## TRY IT
The required answer is each line in the entries below where "remote" occurs.

[Stored data entries]

══════════

PR #3922, opened 2018-11-06
Add client documentation. First draft.

ntoll:
## Status

Ready for review.

## Description of Changes

Adds a basic first draft of documentation for the SecureDrop client.

More docs.

## Testing

`make docs` then visit: http://127.0.0.1:8000/client.html

## Deployment

Any special considerations for deployment? None.


docs/client.rst
```diff
@@ -0,0 +1,137 @@
+The SecureDrop Client Application
+=================================
+
+As part of the ongoing work to make a user (journalist?) friendly workstation
```
heartsucker: Just use "journalist" here.

docs/client.rst
```diff
@@ -0,0 +1,137 @@
...
+The source code, and related issues are `hosted on GitHub <https://github.com/freedomofpress/securedrop-client>`_.
+
+Developer Setup
+---------------
+
+Clone the repository::
+
+    git clone git@github.com:freedomofpress/securedrop-client.git
+
+Create and enable a new Python3 virtualenv::
```
heartsucker: Why is this step here? Are we suggesting they install `pipenv` within a venv? I feel like to avoid confusion we might just suggest they `sudo pip install pipenv` or `pip install --user pipenv`

docs/client.rst
```diff
@@ -0,0 +1,137 @@
...
+
+    python3 -m venv my_virtualenv
+    source my_virtualenv/bin/activate
+
+Set up the Python dependencies::
```
heartsucker: This duplicates the steps that are in the client `README`. I think it would be better to say "follow the steps in the readme to init the dev env".

docs/client.rst
```diff
@@ -0,0 +1,137 @@
...
+
+    pip install pipenv
+    pipenv install --dev
+    pipenv shell
+
+Install the packaged dependencies::
+
+    sudo apt install python3-pyqt5 python3-pyqt5.qtsvg xvfb
```
heartsucker: I feel like running non-dev related commands in the `pipenv` should be discouraged because it's not necessary and also you lose things like history or some people might have non-standard setups this could conflict with.

I also feel like it's generally better to suggest doing `pipenv run make check` because if someone forgets to enter the dev shell, they are going to get confusing errors and then have to back track further to see where they went wrong.

docs/client.rst
```diff
@@ -0,0 +1,137 @@
...
+
+How to Find Help
+----------------
+
+If you would like to report a problem `submit a new issue <https://github.com/freedomofpress/securedrop-client/issues/new>`_.
+
+If you'd like to chat with other developers working on the client drop
+into our `Gitter chat channel for the project <https://gitter.im/freedomofpress/securedrop>`_.
+
+Every week day at 10am (Pacific Time) we take part in a public daily stand-up,
```
heartsucker: Might want to make it more clear that we don't do it *every* weekday because of holidays and also it seems to be Fridays are spotty.

docs/client.rst
```diff
@@ -0,0 +1,137 @@
...
+usually via a `meeting on Jitsi <https://meet.jit.si/QuickWizardsDanceHigh>`_
+(although the details of each daily meeting are published on the Gitter channel
+five minutes before the start of the meeting). All are welcome to contribute.
+
+Otherwise, read on.
+
+Client Architecture
```
heartsucker: This feels whole section feels like too much detail outside the client repo. if we want this level of detail, we should make a docs build inside the client that contains this to make it easier to keep things in sync.

docs/client.rst
```diff
@@ -0,0 +1,137 @@
...
+* ``storage.py`` - contains the functions needed for interacting with a remote SecureDrop API and the local database.
+* ``utils.py`` - generic utility functions needed throughout the application.
+* ``gui`` - this namespace contains two modules: ``main.py`` (containing the ``Window`` class through which all interactions with the user interface should happen) and ``widgets.py`` (containing all the custom widgets used by the ``Window`` class to draw the user interface).
+
+We try very hard to leep the application logic and UI code cleanly separated.
+Furthermore, we try equally hard to ensure the main GUI code always remains
+unblocked. For instance look at how the ``APICallRunner`` is used in
+``logic.py`` to make unblocked network calls to the remote API.
+
+We expect all classes, methods and functions to have docstrings describing the
```
heartsucker: We don't enforce this among ourselves and should clean this up before requiring new contributors do do the same. Additionally, we should include `:param xxx:` and `:return:` markup.

docs/client.rst
```diff
@@ -0,0 +1,137 @@
...
+intention behind the code. We expect such docstrings to **remain up to date**
+as the code evolves. ;-)
+
+If possible, please use `Python type hints <https://docs.python.org/3.5/library/typing.html>`_
```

══════════

## OUTPUT BELOW
+* ``storage.py`` - contains the functions needed for interacting with a remote SecureDrop API and the local database.
+``logic.py`` to make unblocked network calls to the remote API.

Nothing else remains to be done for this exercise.